- Your objective
Return each of the entries below precisely as it appears.

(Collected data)
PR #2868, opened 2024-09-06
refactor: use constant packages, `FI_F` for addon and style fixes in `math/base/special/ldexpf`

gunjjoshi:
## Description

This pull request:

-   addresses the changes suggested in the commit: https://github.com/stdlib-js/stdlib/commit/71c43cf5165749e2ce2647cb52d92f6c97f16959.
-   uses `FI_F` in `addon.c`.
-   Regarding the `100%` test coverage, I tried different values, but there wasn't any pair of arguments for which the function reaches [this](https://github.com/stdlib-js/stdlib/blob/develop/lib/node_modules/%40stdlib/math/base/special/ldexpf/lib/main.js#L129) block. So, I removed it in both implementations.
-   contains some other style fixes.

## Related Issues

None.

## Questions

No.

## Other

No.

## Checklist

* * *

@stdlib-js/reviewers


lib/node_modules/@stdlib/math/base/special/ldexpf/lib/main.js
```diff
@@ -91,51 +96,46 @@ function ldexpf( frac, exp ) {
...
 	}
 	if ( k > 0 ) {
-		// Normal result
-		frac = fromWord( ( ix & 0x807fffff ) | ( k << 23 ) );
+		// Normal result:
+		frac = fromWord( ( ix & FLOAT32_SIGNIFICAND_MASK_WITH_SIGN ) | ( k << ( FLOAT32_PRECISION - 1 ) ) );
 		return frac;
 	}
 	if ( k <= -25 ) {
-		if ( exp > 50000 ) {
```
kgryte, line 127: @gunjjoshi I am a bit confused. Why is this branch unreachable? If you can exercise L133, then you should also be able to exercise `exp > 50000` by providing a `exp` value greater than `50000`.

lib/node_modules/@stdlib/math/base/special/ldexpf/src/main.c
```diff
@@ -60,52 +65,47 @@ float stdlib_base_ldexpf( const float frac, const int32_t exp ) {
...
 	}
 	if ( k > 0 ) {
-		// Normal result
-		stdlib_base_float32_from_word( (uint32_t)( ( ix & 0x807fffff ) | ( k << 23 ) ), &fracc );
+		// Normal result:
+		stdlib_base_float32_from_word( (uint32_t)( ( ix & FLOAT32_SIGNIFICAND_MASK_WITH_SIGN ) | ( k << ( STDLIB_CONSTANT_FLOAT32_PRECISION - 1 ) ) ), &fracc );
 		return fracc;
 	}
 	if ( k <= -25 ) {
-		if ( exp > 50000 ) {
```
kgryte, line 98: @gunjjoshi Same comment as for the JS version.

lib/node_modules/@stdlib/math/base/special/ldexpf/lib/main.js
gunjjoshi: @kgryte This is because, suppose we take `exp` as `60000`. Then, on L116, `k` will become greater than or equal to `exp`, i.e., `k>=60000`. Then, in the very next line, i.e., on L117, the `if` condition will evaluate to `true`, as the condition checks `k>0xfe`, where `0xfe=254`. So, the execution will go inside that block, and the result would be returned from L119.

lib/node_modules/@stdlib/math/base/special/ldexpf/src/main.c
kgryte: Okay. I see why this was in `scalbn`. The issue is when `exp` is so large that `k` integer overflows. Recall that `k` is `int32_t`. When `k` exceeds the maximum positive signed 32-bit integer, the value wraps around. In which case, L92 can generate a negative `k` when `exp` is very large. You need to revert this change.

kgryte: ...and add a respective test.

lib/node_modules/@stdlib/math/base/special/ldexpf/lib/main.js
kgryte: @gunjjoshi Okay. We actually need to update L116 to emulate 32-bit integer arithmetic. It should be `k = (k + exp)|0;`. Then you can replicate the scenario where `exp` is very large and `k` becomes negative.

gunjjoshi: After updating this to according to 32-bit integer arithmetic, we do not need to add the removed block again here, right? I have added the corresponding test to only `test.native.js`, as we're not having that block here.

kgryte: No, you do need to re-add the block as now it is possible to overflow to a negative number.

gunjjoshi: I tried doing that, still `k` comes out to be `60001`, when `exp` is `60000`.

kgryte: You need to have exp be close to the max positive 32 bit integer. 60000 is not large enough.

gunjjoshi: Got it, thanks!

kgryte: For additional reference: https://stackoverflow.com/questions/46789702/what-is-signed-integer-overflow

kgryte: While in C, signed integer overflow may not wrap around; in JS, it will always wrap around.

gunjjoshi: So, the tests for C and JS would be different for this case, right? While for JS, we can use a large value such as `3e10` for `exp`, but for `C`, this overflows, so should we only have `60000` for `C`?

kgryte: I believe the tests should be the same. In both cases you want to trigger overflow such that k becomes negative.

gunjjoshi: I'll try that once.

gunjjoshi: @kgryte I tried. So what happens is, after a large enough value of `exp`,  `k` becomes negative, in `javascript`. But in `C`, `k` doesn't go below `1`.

- Output of the task
PR #2868, opened 2024-09-06
refactor: use constant packages, `FI_F` for addon and style fixes in `math/base/special/ldexpf`

gunjjoshi:
## Description

This pull request:

-   addresses the changes suggested in the commit: https://github.com/stdlib-js/stdlib/commit/71c43cf5165749e2ce2647cb52d92f6c97f16959.
-   uses `FI_F` in `addon.c`.
-   Regarding the `100%` test coverage, I tried different values, but there wasn't any pair of arguments for which the function reaches [this](https://github.com/stdlib-js/stdlib/blob/develop/lib/node_modules/%40stdlib/math/base/special/ldexpf/lib/main.js#L129) block. So, I removed it in both implementations.
-   contains some other style fixes.

## Related Issues

None.

## Questions

No.

## Other

No.

## Checklist

* * *

@stdlib-js/reviewers


lib/node_modules/@stdlib/math/base/special/ldexpf/lib/main.js
```diff
@@ -91,51 +96,46 @@ function ldexpf( frac, exp ) {
...
 	}
 	if ( k > 0 ) {
-		// Normal result
-		frac = fromWord( ( ix & 0x807fffff ) | ( k << 23 ) );
+		// Normal result:
+		frac = fromWord( ( ix & FLOAT32_SIGNIFICAND_MASK_WITH_SIGN ) | ( k << ( FLOAT32_PRECISION - 1 ) ) );
 		return frac;
 	}
 	if ( k <= -25 ) {
-		if ( exp > 50000 ) {
```
kgryte, line 127: @gunjjoshi I am a bit confused. Why is this branch unreachable? If you can exercise L133, then you should also be able to exercise `exp > 50000` by providing a `exp` value greater than `50000`.

lib/node_modules/@stdlib/math/base/special/ldexpf/src/main.c
```diff
@@ -60,52 +65,47 @@ float stdlib_base_ldexpf( const float frac, const int32_t exp ) {
...
 	}
 	if ( k > 0 ) {
-		// Normal result
-		stdlib_base_float32_from_word( (uint32_t)( ( ix & 0x807fffff ) | ( k << 23 ) ), &fracc );
+		// Normal result:
+		stdlib_base_float32_from_word( (uint32_t)( ( ix & FLOAT32_SIGNIFICAND_MASK_WITH_SIGN ) | ( k << ( STDLIB_CONSTANT_FLOAT32_PRECISION - 1 ) ) ), &fracc );
 		return fracc;
 	}
 	if ( k <= -25 ) {
-		if ( exp > 50000 ) {
```
kgryte, line 98: @gunjjoshi Same comment as for the JS version.

lib/node_modules/@stdlib/math/base/special/ldexpf/lib/main.js
gunjjoshi: @kgryte This is because, suppose we take `exp` as `60000`. Then, on L116, `k` will become greater than or equal to `exp`, i.e., `k>=60000`. Then, in the very next line, i.e., on L117, the `if` condition will evaluate to `true`, as the condition checks `k>0xfe`, where `0xfe=254`. So, the execution will go inside that block, and the result would be returned from L119.

lib/node_modules/@stdlib/math/base/special/ldexpf/src/main.c
kgryte: Okay. I see why this was in `scalbn`. The issue is when `exp` is so large that `k` integer overflows. Recall that `k` is `int32_t`. When `k` exceeds the maximum positive signed 32-bit integer, the value wraps around. In which case, L92 can generate a negative `k` when `exp` is very large. You need to revert this change.

kgryte: ...and add a respective test.

lib/node_modules/@stdlib/math/base/special/ldexpf/lib/main.js
kgryte: @gunjjoshi Okay. We actually need to update L116 to emulate 32-bit integer arithmetic. It should be `k = (k + exp)|0;`. Then you can replicate the scenario where `exp` is very large and `k` becomes negative.

gunjjoshi: After updating this to according to 32-bit integer arithmetic, we do not need to add the removed block again here, right? I have added the corresponding test to only `test.native.js`, as we're not having that block here.

kgryte: No, you do need to re-add the block as now it is possible to overflow to a negative number.

gunjjoshi: I tried doing that, still `k` comes out to be `60001`, when `exp` is `60000`.

kgryte: You need to have exp be close to the max positive 32 bit integer. 60000 is not large enough.

gunjjoshi: Got it, thanks!

kgryte: For additional reference: https://stackoverflow.com/questions/46789702/what-is-signed-integer-overflow

kgryte: While in C, signed integer overflow may not wrap around; in JS, it will always wrap around.

gunjjoshi: So, the tests for C and JS would be different for this case, right? While for JS, we can use a large value such as `3e10` for `exp`, but for `C`, this overflows, so should we only have `60000` for `C`?

kgryte: I believe the tests should be the same. In both cases you want to trigger overflow such that k becomes negative.

gunjjoshi: I'll try that once.

gunjjoshi: @kgryte I tried. So what happens is, after a large enough value of `exp`,  `k` becomes negative, in `javascript`. But in `C`, `k` doesn't go below `1`.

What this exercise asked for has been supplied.